- Stored items -

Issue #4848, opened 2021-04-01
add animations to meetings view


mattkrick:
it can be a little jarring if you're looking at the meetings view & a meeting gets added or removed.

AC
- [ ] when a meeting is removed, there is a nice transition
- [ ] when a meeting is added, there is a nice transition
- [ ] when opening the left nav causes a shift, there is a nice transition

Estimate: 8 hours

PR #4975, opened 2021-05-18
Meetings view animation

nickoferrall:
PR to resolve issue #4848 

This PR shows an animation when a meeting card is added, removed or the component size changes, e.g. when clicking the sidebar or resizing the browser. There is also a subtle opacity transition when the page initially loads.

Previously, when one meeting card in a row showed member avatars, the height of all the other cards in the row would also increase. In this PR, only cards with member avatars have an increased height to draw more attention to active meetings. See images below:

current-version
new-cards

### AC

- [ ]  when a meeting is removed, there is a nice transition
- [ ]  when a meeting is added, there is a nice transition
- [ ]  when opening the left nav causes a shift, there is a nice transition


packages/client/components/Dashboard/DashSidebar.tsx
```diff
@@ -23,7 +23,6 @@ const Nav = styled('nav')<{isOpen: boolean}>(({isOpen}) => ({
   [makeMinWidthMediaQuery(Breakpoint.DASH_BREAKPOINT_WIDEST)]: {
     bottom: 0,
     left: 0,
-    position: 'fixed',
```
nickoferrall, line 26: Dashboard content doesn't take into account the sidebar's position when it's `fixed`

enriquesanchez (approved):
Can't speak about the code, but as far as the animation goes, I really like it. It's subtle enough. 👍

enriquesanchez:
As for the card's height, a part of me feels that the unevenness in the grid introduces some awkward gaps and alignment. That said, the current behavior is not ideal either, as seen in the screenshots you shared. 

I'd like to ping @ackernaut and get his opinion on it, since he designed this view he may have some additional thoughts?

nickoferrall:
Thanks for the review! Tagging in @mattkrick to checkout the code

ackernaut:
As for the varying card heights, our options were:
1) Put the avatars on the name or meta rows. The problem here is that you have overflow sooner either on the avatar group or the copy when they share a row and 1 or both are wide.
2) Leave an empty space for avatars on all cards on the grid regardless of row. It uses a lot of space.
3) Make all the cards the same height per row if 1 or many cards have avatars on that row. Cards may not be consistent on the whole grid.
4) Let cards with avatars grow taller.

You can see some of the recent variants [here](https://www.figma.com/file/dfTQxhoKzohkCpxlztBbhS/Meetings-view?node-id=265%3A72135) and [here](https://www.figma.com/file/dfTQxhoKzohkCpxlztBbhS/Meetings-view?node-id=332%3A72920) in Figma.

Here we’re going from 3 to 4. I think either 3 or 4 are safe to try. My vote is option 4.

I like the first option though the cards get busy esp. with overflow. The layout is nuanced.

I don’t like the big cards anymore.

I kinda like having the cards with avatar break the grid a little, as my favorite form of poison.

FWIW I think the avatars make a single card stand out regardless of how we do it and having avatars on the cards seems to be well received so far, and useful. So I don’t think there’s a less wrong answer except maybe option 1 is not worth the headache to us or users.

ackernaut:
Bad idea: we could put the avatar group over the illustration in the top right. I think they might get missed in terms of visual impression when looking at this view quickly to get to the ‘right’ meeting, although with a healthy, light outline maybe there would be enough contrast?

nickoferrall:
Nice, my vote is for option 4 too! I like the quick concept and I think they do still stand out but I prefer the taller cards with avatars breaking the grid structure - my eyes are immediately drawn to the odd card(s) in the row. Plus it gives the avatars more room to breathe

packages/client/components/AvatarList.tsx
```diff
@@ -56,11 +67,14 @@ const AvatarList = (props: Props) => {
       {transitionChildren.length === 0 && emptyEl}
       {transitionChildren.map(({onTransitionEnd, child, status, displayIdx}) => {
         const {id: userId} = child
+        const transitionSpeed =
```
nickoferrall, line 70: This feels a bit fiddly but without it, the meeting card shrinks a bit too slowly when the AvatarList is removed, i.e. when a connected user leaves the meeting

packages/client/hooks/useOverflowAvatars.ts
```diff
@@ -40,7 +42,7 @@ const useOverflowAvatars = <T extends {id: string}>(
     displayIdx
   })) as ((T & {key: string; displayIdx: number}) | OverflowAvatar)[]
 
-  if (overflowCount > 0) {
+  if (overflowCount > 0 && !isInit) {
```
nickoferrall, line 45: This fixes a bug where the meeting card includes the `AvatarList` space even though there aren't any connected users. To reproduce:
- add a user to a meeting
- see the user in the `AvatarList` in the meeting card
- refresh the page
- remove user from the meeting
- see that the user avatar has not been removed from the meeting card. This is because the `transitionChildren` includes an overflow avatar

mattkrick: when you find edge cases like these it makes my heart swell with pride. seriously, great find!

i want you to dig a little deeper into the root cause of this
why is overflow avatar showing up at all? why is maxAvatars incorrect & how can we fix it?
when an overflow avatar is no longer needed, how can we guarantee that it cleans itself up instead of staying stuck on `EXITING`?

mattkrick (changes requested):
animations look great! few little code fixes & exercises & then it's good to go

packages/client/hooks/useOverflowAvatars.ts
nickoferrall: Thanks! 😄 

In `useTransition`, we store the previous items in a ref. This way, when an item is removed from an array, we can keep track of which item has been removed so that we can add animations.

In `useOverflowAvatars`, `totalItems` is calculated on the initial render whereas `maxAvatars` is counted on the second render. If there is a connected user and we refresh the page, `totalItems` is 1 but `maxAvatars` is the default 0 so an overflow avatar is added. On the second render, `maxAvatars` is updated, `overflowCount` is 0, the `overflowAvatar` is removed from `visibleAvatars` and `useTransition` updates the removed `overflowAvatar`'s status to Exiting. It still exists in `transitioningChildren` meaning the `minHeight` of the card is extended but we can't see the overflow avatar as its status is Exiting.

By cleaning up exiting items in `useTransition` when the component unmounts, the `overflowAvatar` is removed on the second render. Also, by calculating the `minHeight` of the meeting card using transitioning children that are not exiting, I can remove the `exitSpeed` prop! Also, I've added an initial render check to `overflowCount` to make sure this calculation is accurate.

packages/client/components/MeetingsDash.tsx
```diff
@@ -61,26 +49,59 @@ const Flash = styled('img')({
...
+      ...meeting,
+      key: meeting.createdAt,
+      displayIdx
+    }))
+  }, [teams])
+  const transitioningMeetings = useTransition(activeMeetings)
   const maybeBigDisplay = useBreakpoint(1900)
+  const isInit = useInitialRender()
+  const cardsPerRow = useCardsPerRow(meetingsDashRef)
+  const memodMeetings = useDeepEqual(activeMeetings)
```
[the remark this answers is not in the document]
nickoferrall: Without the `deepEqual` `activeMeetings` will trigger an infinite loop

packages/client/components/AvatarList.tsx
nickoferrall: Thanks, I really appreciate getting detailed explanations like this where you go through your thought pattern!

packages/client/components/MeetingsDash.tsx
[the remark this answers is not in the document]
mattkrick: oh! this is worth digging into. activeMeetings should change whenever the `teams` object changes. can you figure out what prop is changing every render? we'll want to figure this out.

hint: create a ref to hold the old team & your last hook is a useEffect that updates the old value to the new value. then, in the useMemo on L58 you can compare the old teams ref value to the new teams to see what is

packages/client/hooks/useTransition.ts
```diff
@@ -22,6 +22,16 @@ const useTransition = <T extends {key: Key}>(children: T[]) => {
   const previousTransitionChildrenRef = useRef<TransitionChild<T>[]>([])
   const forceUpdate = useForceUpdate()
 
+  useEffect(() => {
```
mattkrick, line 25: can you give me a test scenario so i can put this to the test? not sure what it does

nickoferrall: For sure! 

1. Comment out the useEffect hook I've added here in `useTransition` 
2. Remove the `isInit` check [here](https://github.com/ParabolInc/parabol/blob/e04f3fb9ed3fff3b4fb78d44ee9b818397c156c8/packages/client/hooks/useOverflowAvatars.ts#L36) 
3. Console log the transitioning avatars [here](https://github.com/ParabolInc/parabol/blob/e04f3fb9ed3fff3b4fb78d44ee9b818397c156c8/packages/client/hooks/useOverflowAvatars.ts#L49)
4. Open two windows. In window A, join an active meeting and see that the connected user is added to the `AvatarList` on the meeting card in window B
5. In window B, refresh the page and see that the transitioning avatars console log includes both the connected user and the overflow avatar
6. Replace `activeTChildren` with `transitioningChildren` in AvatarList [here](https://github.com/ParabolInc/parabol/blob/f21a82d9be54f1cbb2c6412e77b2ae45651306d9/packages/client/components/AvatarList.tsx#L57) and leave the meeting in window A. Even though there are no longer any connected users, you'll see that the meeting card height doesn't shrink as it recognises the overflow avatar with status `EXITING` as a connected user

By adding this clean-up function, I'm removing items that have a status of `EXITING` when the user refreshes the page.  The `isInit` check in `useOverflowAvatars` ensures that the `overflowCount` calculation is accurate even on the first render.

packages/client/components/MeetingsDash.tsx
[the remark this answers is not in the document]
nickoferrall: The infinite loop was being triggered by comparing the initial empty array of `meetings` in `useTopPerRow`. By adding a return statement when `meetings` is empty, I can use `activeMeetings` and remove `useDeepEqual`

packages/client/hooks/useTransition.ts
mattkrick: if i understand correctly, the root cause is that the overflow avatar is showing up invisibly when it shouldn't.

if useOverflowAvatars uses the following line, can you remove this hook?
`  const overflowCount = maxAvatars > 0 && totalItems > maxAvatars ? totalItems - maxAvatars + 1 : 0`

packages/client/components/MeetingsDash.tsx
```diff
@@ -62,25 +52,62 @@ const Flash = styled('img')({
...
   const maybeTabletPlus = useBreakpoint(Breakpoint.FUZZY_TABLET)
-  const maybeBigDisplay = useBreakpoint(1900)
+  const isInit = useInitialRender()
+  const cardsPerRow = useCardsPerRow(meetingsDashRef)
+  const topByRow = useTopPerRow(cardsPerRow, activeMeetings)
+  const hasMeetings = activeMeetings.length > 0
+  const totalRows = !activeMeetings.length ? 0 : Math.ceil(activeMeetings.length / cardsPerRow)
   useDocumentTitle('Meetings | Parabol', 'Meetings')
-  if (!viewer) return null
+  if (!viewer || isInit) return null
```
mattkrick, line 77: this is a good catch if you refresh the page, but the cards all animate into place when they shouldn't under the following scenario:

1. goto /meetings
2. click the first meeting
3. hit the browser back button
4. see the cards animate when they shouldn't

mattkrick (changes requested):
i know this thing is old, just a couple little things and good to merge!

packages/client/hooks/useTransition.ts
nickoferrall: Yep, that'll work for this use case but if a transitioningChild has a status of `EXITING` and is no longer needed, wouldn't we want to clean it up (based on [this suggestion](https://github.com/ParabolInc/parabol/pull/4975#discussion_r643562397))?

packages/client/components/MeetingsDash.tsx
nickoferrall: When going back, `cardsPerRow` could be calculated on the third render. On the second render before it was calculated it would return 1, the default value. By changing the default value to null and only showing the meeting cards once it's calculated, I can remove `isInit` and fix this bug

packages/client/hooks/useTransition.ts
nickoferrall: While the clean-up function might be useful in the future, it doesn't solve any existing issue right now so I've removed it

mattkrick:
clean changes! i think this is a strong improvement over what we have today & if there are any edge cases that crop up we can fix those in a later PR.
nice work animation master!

* * *

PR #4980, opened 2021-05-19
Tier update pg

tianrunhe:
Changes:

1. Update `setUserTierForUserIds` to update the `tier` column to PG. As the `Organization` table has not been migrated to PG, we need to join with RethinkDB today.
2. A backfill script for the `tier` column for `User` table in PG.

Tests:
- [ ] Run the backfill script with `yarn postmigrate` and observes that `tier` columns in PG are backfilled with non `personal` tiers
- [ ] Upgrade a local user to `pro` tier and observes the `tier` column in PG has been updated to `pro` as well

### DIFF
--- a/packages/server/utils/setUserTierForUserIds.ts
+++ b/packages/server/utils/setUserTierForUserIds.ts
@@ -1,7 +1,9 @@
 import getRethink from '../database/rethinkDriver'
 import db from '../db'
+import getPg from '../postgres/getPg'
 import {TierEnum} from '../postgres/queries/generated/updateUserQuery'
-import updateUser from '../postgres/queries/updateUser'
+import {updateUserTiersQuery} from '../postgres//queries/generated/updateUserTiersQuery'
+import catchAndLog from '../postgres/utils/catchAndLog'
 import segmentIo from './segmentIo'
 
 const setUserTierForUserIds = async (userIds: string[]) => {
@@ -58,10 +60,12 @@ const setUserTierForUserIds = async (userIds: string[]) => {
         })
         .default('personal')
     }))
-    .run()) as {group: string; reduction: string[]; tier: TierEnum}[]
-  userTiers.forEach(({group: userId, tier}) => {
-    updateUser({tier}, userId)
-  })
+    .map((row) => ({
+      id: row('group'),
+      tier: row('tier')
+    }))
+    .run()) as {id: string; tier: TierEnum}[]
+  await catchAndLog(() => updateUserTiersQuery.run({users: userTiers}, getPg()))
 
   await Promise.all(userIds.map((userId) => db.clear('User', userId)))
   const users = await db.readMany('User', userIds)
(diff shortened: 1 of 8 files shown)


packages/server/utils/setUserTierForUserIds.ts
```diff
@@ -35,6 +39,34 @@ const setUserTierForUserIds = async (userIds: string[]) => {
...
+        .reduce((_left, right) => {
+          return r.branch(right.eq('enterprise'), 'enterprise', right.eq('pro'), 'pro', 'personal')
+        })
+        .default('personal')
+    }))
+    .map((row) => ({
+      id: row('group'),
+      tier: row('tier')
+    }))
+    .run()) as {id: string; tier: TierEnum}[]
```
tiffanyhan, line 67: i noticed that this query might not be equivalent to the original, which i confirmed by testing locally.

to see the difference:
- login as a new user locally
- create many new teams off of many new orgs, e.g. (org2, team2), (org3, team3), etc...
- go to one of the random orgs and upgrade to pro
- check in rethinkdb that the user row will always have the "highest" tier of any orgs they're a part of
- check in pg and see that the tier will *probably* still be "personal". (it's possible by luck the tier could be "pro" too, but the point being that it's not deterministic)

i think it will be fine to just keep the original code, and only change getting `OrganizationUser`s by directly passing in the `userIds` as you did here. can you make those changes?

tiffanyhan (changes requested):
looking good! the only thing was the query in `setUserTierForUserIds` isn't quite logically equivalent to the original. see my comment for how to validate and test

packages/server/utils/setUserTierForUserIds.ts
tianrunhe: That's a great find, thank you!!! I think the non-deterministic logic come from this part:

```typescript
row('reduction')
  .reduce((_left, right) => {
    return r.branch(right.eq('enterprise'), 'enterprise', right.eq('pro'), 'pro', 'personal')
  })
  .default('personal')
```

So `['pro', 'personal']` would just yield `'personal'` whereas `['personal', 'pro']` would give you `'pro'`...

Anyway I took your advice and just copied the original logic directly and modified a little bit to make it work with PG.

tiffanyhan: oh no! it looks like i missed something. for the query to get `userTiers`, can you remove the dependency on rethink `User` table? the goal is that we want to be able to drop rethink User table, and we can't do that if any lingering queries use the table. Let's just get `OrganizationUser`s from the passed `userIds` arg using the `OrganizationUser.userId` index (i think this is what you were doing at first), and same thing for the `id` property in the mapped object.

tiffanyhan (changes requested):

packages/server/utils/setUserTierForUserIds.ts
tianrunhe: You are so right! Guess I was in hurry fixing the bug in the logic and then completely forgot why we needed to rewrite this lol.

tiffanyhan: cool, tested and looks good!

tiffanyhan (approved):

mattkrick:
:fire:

- GOAL OF THE EXERCISE -
Look over the records above, and wherever a line contains the string "opened", copy that line.

- ANSWER TO THIS EXERCISE -
Issue #4848, opened 2021-04-01
PR #4975, opened 2021-05-18
PR #4980, opened 2021-05-19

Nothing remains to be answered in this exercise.